貯湯給湯装置1は、ヒートポンプユニット4で加熱した湯水を貯湯タンク2に貯湯し、この貯湯運転中にヒートポンプユニット4の蒸発熱交換器24の着霜を検知した場合にこの霜を除去する除霜運転を開始する。そして、除霜運転開始から所定時間経過後の除霜運転中に圧縮機21が吐出する冷媒の吐出温度の上昇を検知した場合に、圧縮機21の運転回転数を減少させる。除霜運転中の圧縮機21が吐出する冷媒の吐出温度の上昇は、圧縮機21の吐出圧力の上昇によるものであり、圧縮機21の運転負荷が増加しているので、圧縮機21の運転回転数を減少させて運転負荷の増加を軽減することができる。

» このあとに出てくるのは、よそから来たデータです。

PR #636, opened 2023-10-16
MODINV-886 - Problem with Inventory Single Record Imports for UPDATES in member tenant, for shared instances

RuslanLavrov:
## Purpose
Lack of permission causes an error on record deletion on local tenant. As a result local marc record that should be deleted/marked as deleted is considered during records matching that in turn causes multiple matching error (and error during single record imports for record updates).
The module gets an error response on record deletion but the module logs say that marc record has been deleted.

## Approach
* add response status verification from request for record deletion in order to complete result and to write log message accordingly
* add and update test

## Learning
[MODINV-886](https://issues.folio.org/browse/MODINV-886)

Requires: https://github.com/folio-org/mod-consortia/pull/129

### DIFF
--- a/src/main/java/org/folio/inventory/consortium/handlers/MarcInstanceSharingHandlerImpl.java
+++ b/src/main/java/org/folio/inventory/consortium/handlers/MarcInstanceSharingHandlerImpl.java
@@ -197,31 +197,22 @@ public class MarcInstanceSharingHandlerImpl implements InstanceSharingHandler {
   Future<String> deleteSourceRecordByRecordId(String recordId, String instanceId, String tenantId, SourceStorageRecordsClient client) {
     LOGGER.info("deleteSourceRecordByRecordId :: Delete source record with recordId={} for instance by InstanceId={} from tenant {}",
       recordId, instanceId, tenantId);
-    Promise<String> promise = Promise.promise();
-    client.deleteSourceStorageRecordsById(recordId).onComplete(responseResult -> {
-      try {
-        if (responseResult.failed()) {
-          LOGGER.error("deleteSourceRecordByRecordId:: Error deleting source record with recordId={} by InstanceId={} from tenant {}",
-            recordId, instanceId, tenantId, responseResult.cause());
-          promise.fail(responseResult.cause());
-        } else if(responseResult.result().statusCode() != SC_NO_CONTENT) {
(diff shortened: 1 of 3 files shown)


KaterynaSenchenko (approved):

tatsiana-tarhonskaya (approved):

src/main/java/org/folio/inventory/consortium/handlers/MarcInstanceSharingHandlerImpl.java
```diff
@@ -75,7 +76,7 @@ public Future<String>  publishInstance(Instance instance, SharingInstance sharin
           .compose(result -> {
             if ("COMMITTED".equals(result)) {
               // Delete source record by instance ID if the result is "COMMITTED"
```
tatsiana-tarhonskaya, line 78: Looks like this comment should to be updated to 'by record id'. Or just removed

src/main/java/org/folio/inventory/consortium/handlers/MarcInstanceSharingHandlerImpl.java
```diff
@@ -193,25 +194,30 @@ Future<Record> getSourceMARCByInstanceId(String instanceId, String sourceTenant,
...
     Promise<String> promise = Promise.promise();
     client.deleteSourceStorageRecordsById(recordId).onComplete(responseResult -> {
       try {
         if (responseResult.failed()) {
-          LOGGER.error("deleteSourceRecordByInstanceId:: Error deleting source record with recordId={} by InstanceId={} from tenant {}",
+          LOGGER.error("deleteSourceRecordByRecordId:: Error deleting source record with recordId={} by InstanceId={} from tenant {}",
             recordId, instanceId, tenantId, responseResult.cause());
           promise.fail(responseResult.cause());
+        } else if(responseResult.result().statusCode() != SC_NO_CONTENT) {
+          String msg = format("Error deleting source record with recordId=%s by InstanceId=%s from tenant %s, responseStatus=%s, body=%s",
```
okolawole-ebsco, line 208: How does this change, solve multiple matches in SRS? is it supposed to solve multiple matches?

RuslanLavrov: The PR changes are aimed at correcting the log message in accordance with the response to the request for record deletion. The lack of permission itself, which eventually causes multiple matching, has been fixed in https://github.com/folio-org/mod-consortia/pull/129

PR #2337, opened 2021-05-12
fix: Correct List overflow & Tree color typing

lukelooker:


ElliotTheHuman (approved):

ElliotTheHuman (changes requested):
Seeing issues with windowing with the `overflow: auto` removed from `List`.

PR #2338, opened 2021-05-12
fix(NavList): Properly style Trees within NavList

lukelooker:
Also addresses issue where non-StyledIcon wouldn't receive proper gap within ListItem


packages/components/src/NavTree/NavTree.story.tsx
```diff
@@ -0,0 +1,115 @@
...
+  </NavList>
+)
+
+const ListItemNestedInTree = styled(ListItem)`
+  ${ListItemLabel} {
+    padding-left: calc(
+      ${({ theme }) => `${theme.space.medium} + ${theme.space.xsmall}`}
+    );
+  }
+`
```
lukelooker, line 111: This is the slightly unfortunate workaround to get `ListItem` to have correct indent within a `Tree`. 

Thoughts on how we can eventually incorporate this? (Perhaps `TreeItem` in a `TreeCollection`?)

packages/components/src/NavTree/NavTree.tsx
```diff
@@ -0,0 +1,54 @@
...
+ * This component is in active development and may see significant change in
+ * it's behavior, interface & presentation. It may also be deprecated without
+ * SemVer major version change. _It is not recommended_ to use this component
+ * at this time.
+ *
+ * KNOWN ISSUES
+ *
+ * `Tree` w/ selected does not get text-color properly specified because
+ * `[aria-selected='true'] is not specified properly
+ *
```
lukelooker, line 49: Untrue, fixing in follow-up commit

packages/components/src/Form/Inputs/Select/SelectOptions.tsx
```diff
@@ -109,7 +109,11 @@ const OptionLayout = ({ option, ...rest }: OptionLayoutProps) => {
   const { hasIcons } = useContext(SelectOptionsContext)
   const { indicatorPropRef } = useContext(ComboboxContext)
   const iconPlaceholder = hasIcons ? (
-    <IconPlaceholder size="small" data-testid="option-icon-placeholder" />
+    <IconPlaceholder
+      mr="small"
```
lukelooker, line 113: Had to add an explicit specification of `mr` here as it was removed from `IconPlaceholder`

packages/components/src/Icon/IconPlaceholder.tsx
```diff
@@ -38,12 +38,9 @@ export interface IconPlaceholderProps
...
 
-export const IconPlaceholder = styled.div.attrs<IconPlaceholderProps>(
-  ({ mr = 'xsmall' }) => ({
-    'aria-hidden': true,
-    mr,
-  })
-)<IconPlaceholderProps>`
+export const IconPlaceholder = styled.div.attrs<IconPlaceholderProps>(() => ({
+  'aria-hidden': true,
+}))<IconPlaceholderProps>`
```
lukelooker, line 43: Remove built-in mr since it's not really evident that it'll be there from just using the component and in other cases (read: List) it's undesirable.

packages/components/src/Form/Inputs/Select/SelectOptions.tsx
ElliotTheHuman: Should this be "xsmall"? `IconPlaceholder` previously had a default "xsmall" margin-right.

ElliotTheHuman: Screen Shot 2021-05-12 at 2 28 52 PM

packages/components/src/NavTree/NavTree.story.tsx
ElliotTheHuman: I can't think of anything radically better than this for now. Because `TreeStyle` (which is nested within `Tree`) handles all the indentation logic, we would need to do something like `TreeArtificial` if we wanted to indent them without a styled override.

ElliotTheHuman (changes requested):
Looks good overall. Had some minor style questions but nothing major.

packages/components/src/Form/Inputs/Select/SelectOptions.tsx
lukelooker: Yes, will correct! :)

packages/components/src/NavList/NavList.tsx
```diff
@@ -24,12 +24,29 @@
...
 import { ListItemDetail } from '../List/ListItemDetail'
 import { List, ListItemLabel } from '../List'
+import { ListItemIconPlacement } from '../List/ListItemLayout'
+
+export const navStyles = css`
+  ${AccordionDisclosureStyle}, ${ListItemLabel} {
+    border-bottom-right-radius: 5rem;
+    border-top-right-radius: 5rem;
+
+    &[aria-selected='true'] {
```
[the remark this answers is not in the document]
lukelooker: For now at least i'm going to say no - the developer can set both and I can imagine a case where they don't want `current` to be highlighted even tho it's the "current" page.

lukelooker (commented):
@ElliotTheHuman Ready for re-review. I did include two snapshot updates that were unrelated just-because (they new versions are more correct, the difference is below the check-threshold)

ElliotTheHuman (approved):
LGTM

従って、除霜運転中のヒートポンプユニット4の圧縮機21にかかる過剰な運転負荷を軽減することができ、圧縮機21の耐久性劣化又は破損を防止することができる。
【0045】
このとき圧縮機21の吐出温度の上昇幅に対応させて圧縮機21の運転回転数の減少幅を設定するので、圧縮機21の運転負荷の増加に応じて運転回転数を減少させて、運転負荷の増加を軽減することができる。
【0046】
また、圧縮機21の運転負荷の軽減後に圧縮機21の吐出温度の下降を検知した場合に、この吐出温度の下降幅に対応させて圧縮機21の運転回転数の増加幅を設定し、この圧縮機21の運転回転数を増加させる。運転回転数減少後の圧縮機21が吐出する冷媒の吐出温度の下降は、圧縮機21の吐出圧力の低下によるものであり、圧縮機21にかかる運転負荷が減少しているので、圧縮機21の運転回転数を増加させて、運転回転数減少前の状態に近づける。従って、除霜運転中のヒートポンプユニット4の圧縮機21に過剰な運転負荷がかからなくなった後、除霜運転開始当初の運転回転数に近づけるので、除霜運転の所要時間が長くならないようにすることができる。
【0047】
上記除霜運転における圧縮機21の過剰な運転負荷の軽減は、ヒートポンプユニット4を備えた設備機器に適用可能である。その他、当業者であれば、本発明の趣旨を逸脱することなく、上記実施形態に種々の変更を付加した形態で実施可能であり、本発明はそのような変更形態を包含するものである。